-- Aim of the task --
If a line of the data below contains the string "site", copy it into your answer.

-- Entries shown --
Start of Block
PR #658, opened 2018-08-14
ConnectionRow now shows the connection score

decentralion:
Previously, the ConnectionRow showed the score of the node that was the
source of the connection. I believe the UI will be more consistent and
useful if it instead shows the connection score, i.e. how important that
connection was to the node in scope. This combos well with PR #657.

Test plan: The change is very simple, and covered by unit tests. I also
verified the behavior by examining the cred explorer.


decentralion:
We could remove `sourceScore`, yes. Let's hold off on removing that, since (as discussed offline) there's not much cost to keeping it, and it might be useful later. I intend to take a pass at refactoring the connection data structures once things are more settled.

decentralion:
I added a TODO to consider removing the sourceScore so we don't forget.

Issue #643, opened 2018-08-11
Enable hosting the site at non-root


wchargin:
Various portions of the site currently assume that they are being served
from the root of the host. In other words, we assume that the public
path is `/`. This precludes hosting demos from a personal GitHub
repository like `decentralion/sourcecred-demos`.

A relatively straightforward fix is to thread the public path
configuration through whitherever it is required. Then, we can specify
the public path at build time: for instance, a demo for the Foo project
might be hosted at `--public-path /sourcecred-demos/foo`.

An alternative solution is to use relative paths throughout the
application, so that the public path does not need to be statically
known. This might require some care, but would probably be more robust.
For instance, this would let us serve instances of the site from an IPFS
gateway without needing control over the domain.

wchargin:
Here’s an update about what I'm working on.

As part of enabling our site to be served from arbitrary gateways, I've
created a new implementation of the `history@3` interface, which plugs
directly into our router. Getting the details right is critically
important, and it took some thought to figure out what the right
abstractions were. This, combined with the fact that `history` and
`react-router` together have a grand total of zero type definitions and
zero actual API references or specifications, suggests to me that the
module in question merits extensive automated testing.

Happily, it is the kind of thing for which it is possible to write
unusually good tests—both as core logic tests and a (nearly) end-to-end
test of a full React application, all within a normal Jest environment
(i.e., we don’t have to shell out to Webpack or anything). It’s taking
some time, but it’s going along well.

I considered adding Flow typedefs to `history@3`, which would mitigate
the problem somewhat. I decided not to do so for two reasons. First, the
module in question will _not_ permeate the whole application: its use is
scoped to a few files (approximately two clients). Second, `history@3`,
like many libraries designed without types in mind, is difficult to
write good types for: it has “shortcuts” for “convenience” that
significantly complicate the API to a point that it is difficult to
usefully express in Flow.

If we eventually ditch `react-router` entirely (which might be a good
idea), we’ll still be able to use important parts of this module, which
is nice.

PRs to come. :-)

wchargin:
Another technical update to explain the latest architecture.

Central to this issue is the `Assets` class introduced in #664, which
lets a client resolve a path like `/favicon.png` to either `favicon.png`
or `../favicon.png`, depending on the route from which it’s being
rendered. Implementing this and keeping it in sync with the URL is not
trivial, but it is self-contained.

At some point, however, we need to _use_ the `Assets` resolver. In
[...]

PR #663, opened 2018-08-14
Add a React context for resolving static assets

wchargin:
Summary:
This will enable components to obtain the path to a static asset, even
when the app is not hosted at the root of a server, as outlined in #643.
This module will be used for simple assets (images, etc.) and API data
(fetches from `/api/**`) alike.

Test Plan:
Unit tests included; `yarn test` suffices.

wchargin-branch: assets-context

### DIFF
--- a/src/app/assetsContext.js
+++ b/src/app/assetsContext.js
@@ -1,0 +1,46 @@
+// @flow
+
+import React from "react";
+
+import normalize from "../util/pathNormalize";
+
+/**
+ * Resolver for static assets (e.g., images, PDFs) and API data (e.g.,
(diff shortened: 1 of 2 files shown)


wchargin:
Due to continuing issues with Enzyme, I’m going to rethink the structure
of this PR. `Assets` will stay around, but `AssetsContext` may not. I
have the whole application working just fine, but getting the tests to
work is really awful, and is forcing the production code to be
structured awkwardly. We may want to hold off on using context until
Enzyme gets their act together.

Closing for now; will reopen a similar PR soon.

PR #679, opened 2018-08-15
Load plugin data even when hosted at non-root

wchargin:
Summary:
This commit approximately completes the implementation of #643.\* Plugin
adapters are now provided an `Assets` object at `load` time, which they
can use to resolve their plugin-specific API routes.

\* “Approximately” because there are some non-essential pieces of legacy
code that should be cleaned up.

Test Plan:
Unit tests modified, but it would be good to also manually test this.
Run `./scripts/build_static_site.sh` to build the site to, say,
`/tmp/gateway/`. Then spin up a static HTTP server serving `/tmp/` and
navigate to `/gateway/` in the browser. Note that the entire application
works.

wchargin-branch: use-assets-in-PluginAdapters


decentralion:
As discussed offline - this feature merits an entry in the changelog, so put it in now?

PR #680, opened 2018-08-16
Rename cred explorer table columns

decentralion:
The 'Score' column is renamed to 'Cred' (and its prop is renamed as
well). The column which shows how a connection or aggregation
contributes to a node's cred, as a percentage, has been rendered
nameless. It is pretty self explanatory, and the previous name
("Connection") was meaningless.

Test plan: Unit tests, also I inspected the frontend.


CHANGELOG.md
```diff
@@ -1,6 +1,7 @@
 # Changelog
 
 ## [Unreleased]
+- Rename cred explorer table columns (#680)
```
wchargin: Should this go at the bottom, for consistency? We can `tac` it when we
commit a release.

PR #682, opened 2018-08-16
Cleanup unnecessary lint suppresions

decentralion:
We often construct case statements over union-typed variables, and then
in the default case, we use a `(type: empty)` assertion to ensure that
failing to account for all the cases results in a flow error.

In the past, we created an extra line for this assertion, which required
some eslint suppressions. We've realized it's cleaner to inline the type
assertion in the runtime error that we throw in these defaults.

This code cleans everything to the new style, and removes every existing
`// no-unused-expressions` invocation in the codebase.

Test plan: `yarn test`

### DIFF
--- a/src/plugins/git/edges.js
+++ b/src/plugins/git/edges.js
@@ -237,8 +237,6 @@ export function toRaw(x: StructuredAddress): RawAddress {
         ...lengthEncode(GitNode.toRaw(x.treeEntry))
       );
     default:
-      // eslint-disable-next-line no-unused-expressions
-      (x.type: empty);
-      throw new Error(x.type);
+      throw new Error((x.type: empty));
   }
 }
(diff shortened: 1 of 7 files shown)


src/plugins/git/edges.js
```diff
@@ -140,7 +140,7 @@ function multiLengthDecode(x: $ReadOnlyArray<string>, fail: () => Error) {
 }
 
 export function fromRaw(x: RawAddress): StructuredAddress {
-  function fail() {
+  function fail(_unused_assertion: any) {
```
wchargin: This particular change makes the code less clear. We shouldn’t add an
extra parameter to a function just to avoid a lint suppression.

The best version that I can think of is the original code.

Same comment applies to the other three `fail` functions.

PR #684, opened 2018-08-16
Radically simplify the git plugin

decentralion:
This commit radically simplifies the git plugin as described in [1].
Basically, we remove all the node types except for COMMIT and all of the
edge types except for HAS_PARENT (which links commits).

Implementing this patch was simple. First, I removed node types from
`git/nodes.js` and edge types from `git/edges.js`. Then, I iteratively
removed all the flow errors, which removed most of the code built on top
of those types. Finally, I updated the example repository data via
`src/plugins/git/loadRepositoryTest.sh` and fixed a few failing unit
tests.

Test plan: `yarn travis --full` passes. Also, patching the application
to use the new reduced Git plugin results in a cred explorer which
nicely displays Git commits (rather than rendering them as unknown
nodes), and links the Git commits together by their parent
relationships.

Here's the patch for using the reduced Git plugin. Note that if you
apply this, you should reset your `$SOURCECRED_DIRECTORY`. You should
also reset your application localStore state.

```diff
diff --git a/src/app/adapters/defaultPlugins.js b/src/app/adapters/defaultPlugins.js
index f9edaf3..4e1c11a 100644
--- a/src/app/adapters/defaultPlugins.js
+++ b/src/app/adapters/defaultPlugins.js
@@ -2,7 +2,8 @@

 import {StaticAdapterSet} from "./adapterSet";
 import {StaticPluginAdapter as GithubAdapter} from "../../plugins/github/pluginAdapter";
+import {StaticPluginAdapter as GitAdapter} from "../../plugins/git/pluginAdapter";

 export function defaultStaticAdapters(): StaticAdapterSet {
-  return new StaticAdapterSet([new GithubAdapter()]);
+  return new StaticAdapterSet([new GithubAdapter(), new GitAdapter()]);
 }
diff --git a/src/cli/common.js b/src/cli/common.js
index 4d4c87c..eb6f639 100644
--- a/src/cli/common.js
+++ b/src/cli/common.js
@@ -10,7 +10,7 @@ export function pluginNames(): PluginName[] {
 }

 export function defaultPlugins(): PluginName[] {
-  return ["github"];
+  return ["github", "git"];
 }

 function defaultStorageDirectory() {
```
[1]: https://github.com/sourcecred/sourcecred/issues/627#issuecomment-413435447

PR #683, opened 2018-08-16
Fork the git plugin into deprecated-git

decentralion:
Splitting out a current copy of the code, in advance of a radical
simplification as described in [1].

This patch was generated by copying the `plugins/git` directory, and
then modifying instances of the string `"/git/"` to
`"/deprecated-git/"`. Most notably, the file
`plugins/deprecated-git/loadRepositoryTest.sh` has been updated so that
it's example data file points to a data file in `deprecated-git`, and
the corresponding `loadAndPrintGitRepository` `bin/` target has been
forked so there is now a version specific to the deprecated plugin.

Test plan: `yarn travis --full` works, as does
`src/plugins/deprecated-git/loadRepositoryTest.sh`.

[1]: https://github.com/sourcecred/sourcecred/issues/627#issuecomment-413435447

PR #689, opened 2018-08-16
Add `createMinimalGraph` for a tiny git graph

decentralion:
This implements the approach suggested in [1]. Instead of forking the
git plugin entirely, we'll fork the createGraph method and the
pluginAdapter so that we have instances that produce a lightweight git
graph.

createMinimalGraph is a fork of createGraph that only adds commit nodes
and has_parent edges. New unit tests ensure that only the whitelisted
nodes and edges appear.

Supersedes #683 and #684.

Test plan: `yarn test`

[1]: https://github.com/sourcecred/sourcecred/issues/627#issuecomment-413623784

### DIFF
--- a/src/plugins/git/createMinimalGraph.js
+++ b/src/plugins/git/createMinimalGraph.js
@@ -1,0 +1,41 @@
+// @flow
+
+import {Graph} from "../../core/graph";
+
+import * as GT from "./types";
+import * as GN from "./nodes";
+import * as GE from "./edges";
+
+export function createMinimalGraph(repository: GT.Repository): Graph {
+  const creator = new MinimalGraphCreator();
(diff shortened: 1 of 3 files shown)


src/plugins/git/createMinimalGraph.js
```diff
@@ -0,0 +1,41 @@
...
+import * as GE from "./edges";
+
+export function createMinimalGraph(repository: GT.Repository): Graph {
+  const creator = new MinimalGraphCreator();
+  creator.addRepository(repository);
+  return creator.graph;
+}
+
+class MinimalGraphCreator {
+  graph: Graph;
```
wchargin: Can be read-only.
End of Block
-- Exercise result --
Enable hosting the site at non-root
Various portions of the site currently assume that they are being served
For instance, this would let us serve instances of the site from an IPFS
As part of enabling our site to be served from arbitrary gateways, I've
Run `./scripts/build_static_site.sh` to build the site to, say,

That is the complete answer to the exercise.